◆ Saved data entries

PR #4039, opened 2021-02-02
Add NewDB as a Shortcut Call

vzool:
- [x] Do only one thing
- [x] Tested

Restore old New from v1 to be available in v2  as a shortcut call which is using new way of NewDB

### User Case Description

Current usage is very long, I used all over the application points.
```golang
// Current
db.Session(&gorm.Session{NewDB: true})
// Proposed
db.NewDB()
```

### DIFF
--- a/gorm.go
+++ b/gorm.go
@@ -248,6 +248,11 @@ func (db *DB) Debug() (tx *DB) {
 	})
 }
 
+// NewDB clone a new db connection without search conditions
+func (db *DB) NewDB() *DB {
+	return db.Session(&Session{NewDB: true})
+}
+
 // Set store value with key into current db instance's context
 func (db *DB) Set(key string, value interface{}) *DB {
 	tx := db.getInstance()


jinzhu:
sorry, but not going to merge.

jinzhu:
in most cases, this `db.Session(&gorm.Session{NewDB: true})` in not necessary, if you use it a lot, maybe there are something wrong in your code.

vzool:
> in most cases, this `db.Session(&gorm.Session{NewDB: true})` in not necessary, if you use it a lot, maybe there are something wrong in your code.

In fact, I disagree. Because, if some use it inside HTTP handler with one database connection shared across many handlers like this:

```golang
// AccountIndex Handler
func AccountIndex(db *gorm.DB) gin.HandlerFunc {
	return func(ctx *gin.Context) {
                db = db.New() // Clear old query conditions from last call
                // ...
        }
}
```
Always they will need to call "**New**" because all HTTP handlers are shared one database connection.
Even, there are some interconnected logic needs "**New**" function to be called as well.
I hope that you may reconsider this PR again.
Thanks for this nice library <3

jinzhu:
//  Clear old query conditions from last call

this is not necessary, check out https://gorm.io/docs/method_chaining.html#Method-Chain-Safety-Goroutine-Safety for details

PR #4061, opened 2021-02-06
Preload fix, when condition has LIMIT clause use UNION sql not IN (...)

junstyle:
```
type User struct {
	ID int
	Books []Book
}

type Book struct {
	ID int
	UserID int
	Name string
}
```

我只想取每个User的前三条Book的记录，要怎么实现？好像生成的sql语句是这样的：
```
select * from book where userID in (1, 2, 3, 4, 5)
```

```
tx.Preload("Books", func(db *gorm.DB) *gorm.DB {
	return db.Select("id, userID, name").Order("book.id DESC")
})
```

加上Limit也不行：
```
tx.Preload("Books", func(db *gorm.DB) *gorm.DB {
	return db.Select("id, userID, name").Order("book.id DESC").Limit(3)
})
```
然而生成的SQL是类似这样的，明显不对，总共只能取3条，期望是每个User取3条。
```
select * from book where userID in (1, 2, 3, 4, 5) **limit** 3
```

这个PR，当含有Limit时，生成union语句，类似这样的：
```
(select * from book where userID=1 limit 3) UNIOIN (select * from book where userID=2 limit 3) UNION (select * from book where userID=3 limit 3) UNIOIN (select * from book where userID=4 limit 3) UNION (select * from book where userID=5 limit 3)
```

### DIFF
--- a/callbacks/preload.go
+++ b/callbacks/preload.go
@@ -2,6 +2,7 @@ package callbacks
 
 import (
 	"reflect"
+	"strings"
 
 	"gorm.io/gorm"
 	"gorm.io/gorm/clause"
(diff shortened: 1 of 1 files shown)


jinzhu:
Sorry, not going to merge it, as it doesn't works like what I expected.

But I am good if you changed it to something like, and change the SQL to something you like by changing db's Statement.

image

◆ How to complete this task
From the entries, copy out each line containing the word "there".

◆ Answer to the problem
in most cases, this `db.Session(&gorm.Session{NewDB: true})` in not necessary, if you use it a lot, maybe there are something wrong in your code.
> in most cases, this `db.Session(&gorm.Session{NewDB: true})` in not necessary, if you use it a lot, maybe there are something wrong in your code.
Even, there are some interconnected logic needs "**New**" function to be called as well.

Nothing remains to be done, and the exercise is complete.